The economic downturn of the late 2000s prompted the closure of many independent bookstores. DreamHaven weathered this period by contracting its commercial footprint. Ketter moved the store to a new brick-and-mortar location in 2008, in the hope that a more residential neighborhood with good parking would support the survival of his business.

For a time, Ketter regarded the store "as more of a warehouse that I could open up and have people come in but still do my mail-order business and con business.” In 2012, and again during the COVID pandemic that began in late 2019, DreamHaven limited its brick-and-mortar opening hours to concentrate on the areas that best helped the business survive.

==== 2020 George Floyd protests====
On May 29, the second night of protests following George Floyd's murder, a confusion of protest, riot, vandalism and looting swept the Twin Cities. DreamHaven's commercial building in Minneapolis was "trashed" and almost set on fire. DreamHaven's fellow Minneapolis bookstore Uncle Hugo's Science Fiction was burned to the ground.

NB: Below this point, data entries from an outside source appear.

PR #34599, opened 2026-06-12
Remove device id from pairing refresh flow

emmiekehoe:
## Summary
- Remove client-provided device IDs from `vellum pair` bundles and `connect import`
- Let CLI pairings use gateway-generated credential bindings and refresh with only the refresh token
- Tighten guardian refresh auth by binding rotation to the authenticated actor principal

## Original prompt
The user asked to remove `deviceId` from the bearer pairing secret because it is stored with the refresh token and does not add meaningful security for the pair/import flow.

### DIFF
--- a/cli/src/__tests__/connect-import.test.ts
+++ b/cli/src/__tests__/connect-import.test.ts
@@ -32,10 +32,15 @@ function bundleFor(overrides: Record<string, unknown> = {}): string {
     gatewayUrl: "http://10.0.0.5:7830",
     assistantId: "self",
     token: "test-token",
-    deviceId: "dev-aaa",
     ...overrides,
   };
   return Buffer.from(JSON.stringify(obj)).toString("base64");
+}
+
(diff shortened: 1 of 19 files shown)


emmiekehoe:
Reviewer focus: this removes client-supplied `deviceId` from the unshipped `vellum pair` / `connect import` flow, but intentionally keeps the stored credential binding for revocation. The main security-sensitive point is `/v1/guardian/refresh`: rotation now authorizes by the bearer token actor principal and reuses the refresh record binding, so please check the principal mismatch path and that no side effects happen before that check.

emmiekehoe:
Follow-up after discussion: removed the new `credentialBindingId` / `credential-bound` naming from the pair route. The PR now keeps the existing internal `deviceId` terminology for the stored device-bound token plumbing, while still removing client-provided `deviceId` from `vellum pair`, the import bundle, and refresh requests.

Until the upheaval of civic disorder receded, Ketter, along with family and friends, slept at the store to prevent DreamHaven from sharing Uncle Hugo's fate. Crowd-funding, volunteers, and online orders from sympathetic buyers outside of the Twin Cities helped enable the rebuild, which was not completed until fall 2020.

==== 2026 ICE Protests ====
On January 24, 2026, a camera crew for the MS NOW show Velshi encountered Ketter protesting in response to the killing of Alex Pretti. Ketter was recorded shouting profanity at ICE agents and giving warnings to area protestors. When the on-site reporter with the crew asked why he was present, Ketter replied, "I'm seventy years old and I'm fucking angry."